Alex’s father said that “at the most painful point in his life, he and his family are feeling gratitude for all of the support.  We’re very blessed to live in a community like this.”  And Arian Clark, who lost her daughter at age three to cancer, said that “it’s humbling and heartbreaking to witness this community come together every single time to support families like ours.  I had chills, I cried a lot, I smiled a lot.  This place, I swear, there is nothing like it.”  

Halloween costumes pushing away the darkness of death, people taking time and energy to bring joy to a devasted family, that’s a whole community putting on the Armor of Light and bringing into reality, if only for a short time, the reign of God that is to be on this earth.  

In today’s gospel, when Jesus is talking with the disciples before his death, he speaks of the time when he will return, a time that not even he knows.  He makes it clear that in this world, life goes on from day to day, some days more memorable than others.  We go about our ordinary activities and forget that nothing about our lives is ordinary! 

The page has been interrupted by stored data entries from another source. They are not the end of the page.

PR #2078, opened 2024-12-30
Makes ecclesiast accessible to shunned races

john-pawson:
## About The Pull Request

So far, every single refugee role is allowed to all races, but ecclesiast, that for some reason has even more race restrictions than the local church of the ten, which lets templars and acolytes of any races be a part of it, other than the priest, being the only role at the church that needs to be at least tolerated.

## Why It's Good For The Game

More ecclesiasts around meaning more diversity on the refugees, and still getting no respect or honor whatsoever for being a foreigner and a shunned race too.


Gyrandola:
yeah that was already included in the pyramid

Gyrandola (approved):

PR #2081, opened 2024-12-30
Deathsquad Garbage

ProbablyCarl:
## About The Pull Request
Adds a deathsquad outfit utilised for admin garbage. I wanted to make this more in depth, but this should help with staff sending the equivalent of no-skilled-lepers against nuclear armageddon.

They've an indicator for 'My ally.', when inspecting other DS, alongside a 'unique' music track for combat. Two classes.

## Why It's Good For The Game
This isn't a player facing change, without staff intervention.
It just speeds up the process of having deathsquad set up.


Gyrandola:
Except we are a low admin intervention server. This is pure adminbus

PR #2083, opened 2024-12-31
gives inquisitor custom armor & gives confessor a rag mask

zeratino:
## About The Pull Request

inquisitor gets a batman-esque coat
- covers all limbs as it's lined with plates & goes to his feet
- weakest to pierce damage
- keeps the original cloak due to user request
- no head protection

image

## Why It's Good For The Game

makes the inquisition pleasing to look at 
makes townspeople take the inquisitor seriously/not want to frag him

still can get his ass beat by people if he isn't careful though

very much open to feedback


zeratino:
please excuse the large amount of commits, this is my first pr in like 4 years

notafurryy:
I am not sure they should get reskinned full plate.. as armor... That durability looks a bit high, something along the lines of half plate with medium armor training would be better I think

zeratino:
> I am not sure they should get reskinned full plate.. as armor... That durability looks a bit high, something along the lines of half plate with medium armor training would be better I think

image
attached above is the durability of half plate w/ protection classes

image
attached above is the durability of both a regular steel cuirass & the inquisitor coat, with attached armor classes

notafurryy:
Oh! Fair then, might still want to make it medium rather than heavy, especially considering the roundstart ammount of money the inquisitor gets, the church already has templars that almost always get fullplate

Gyrandola:
VERY cool change but there's no need to powercreep it, I agree with Yawet

zeratino:
> VERY cool change but there's no need to powercreep it, I agree with Yawet

Got it. I thought the current durability & protection areas were fine since the idea was to make it so that it would be much more prone to the threat of breaking, as it has much worse durability than even half plate. 

The idea was so that it gives the Inquisitor some basic protection against a towner/whatever who decides to throw his life away instead of coming peacefully - but still crumple against anything from antags/an organized attack since that’s not what he’s made for.

Do you guys think that giving it scale-mail protection would be fine? I kinda want to keep the protection areas in but it doesn’t matter too much.

zeratino:
> Smail is considered mid-to-high armor, while I wouldn't mind it, i'd still prefer if you kept its durability somewhat low (compared to the original). Like I said, main concern is that with this change, an inquis could just throw away their coat for _actual_ plate armor (similar to why we dislike the Warlock PR for somewhat the same reason).
> 
> We'll see how it does on a testmerge.

Tight. Let me just get all that stuff done, then.

Gyrandola:
Solve conflicts and its ready to be merged.

zeratino:
im not really sure how to do this, ill have ask around and get to it later

Gyrandola:
> image
> @Gyrandola im being told to make a new pr that adds the dmi to fix the conflict
> do you know if this is the right thing to do

I can probably fix this for you, give me a bit

zeratino:
thank you

Gyrandola (approved):

PR #2103, opened 2025-01-02
Priest/Acolyte titles and old priests

notafurryy:
## About The Pull Request

Forces priests to be middle aged/old and gives them a title before the name, Acolytes also get titles!
image

## Why It's Good For The Game

Gives the priests/acolytes a little more recognition when they have their hoods off, also with the changes gyran made it makes sense that priests are older now, having to climb the clerical ladder and prove themselves rather than being chosen.. Making them old.. Like all priests...


Gyrandola:
Nice

Gyrandola (approved):

PR #2108, opened 2025-01-02
Allows shunned races up to play magicians apprentice

Dilligentdog:
To me it seems kinda stupid that that race lock was tolerated up with a exception for just small folk
`RACES_TOLERATED_UP_PLUS_SMOLFOLK`

Magic is something that anyone can be gifted from my knowledge, so why can't a dark elf be a apprentice under a Magos, or a Tiefling. 

These are the only shunned races that weren't allowed in due to the code allowing "smolfolk". So kobolds and verminfolk were allowed to be apprentices

image


Gyrandola:
no.

PR #2116, opened 2025-01-03
Makes citywatch armor more inline with MAA armor

notafurryy:
## About The Pull Request

Removes heavy armor training and removes protection regions/classes that do not fit the armor, watchmen helmets no longer get smash protection (It was the only medium helmet that had it) and removes arm protection from the torso armor. Also removes the heavy armor trait!
## Why It's Good For The Game

Citywatch has an insane level of powercreep and this feels like too small of a change but it's a needed one I feel. The citywatch had better gear than the keeps retinue which feels unrealistic? The conscript bobbies being better equipped than lifelong soldiers of the duke feels wrong, also they have no reason to have heavy armor training, again being civilians with a tad bit more authority over the peasants.

### DIFF
--- a/code/modules/clothing/rogueclothes/temp/citywatch.dm
+++ b/code/modules/clothing/rogueclothes/temp/citywatch.dm
@@ -8,11 +8,11 @@
 	item_state = "citywatch"
 	blocksound = PLATEHIT
 	do_sound_chain = TRUE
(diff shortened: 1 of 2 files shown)


Gyrandola:
Fair

Gyrandola (approved):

And then, something happens—that something could be a blinding revelation, or the quiet advent of unexpected grace, maybe the sudden awareness you haven’t had in a while of the beauty of the late afternoon golden light turning everything to fire and light as the sun sets. 

So this is the season to be prepared—for the things that we count on happening, our days coming and going—our family times of celebration, our care for the people around us, our putting on the Armor of Light in the ways unique to each of us.  

But this is also our season to be prepared for the completely unexpected, for in a split second our lives can be changed beyond recognition, or even ended.  

But when we have prepared for that unexpected day, by seeking to do good, we can accept whatever comes with peace and in praise and in gratitude for all that has been, for it’s all from God. 

We can give thanks for all that is, and yes, give thanks even now for the unknown things yet still to come, for Jesus will be part of it all.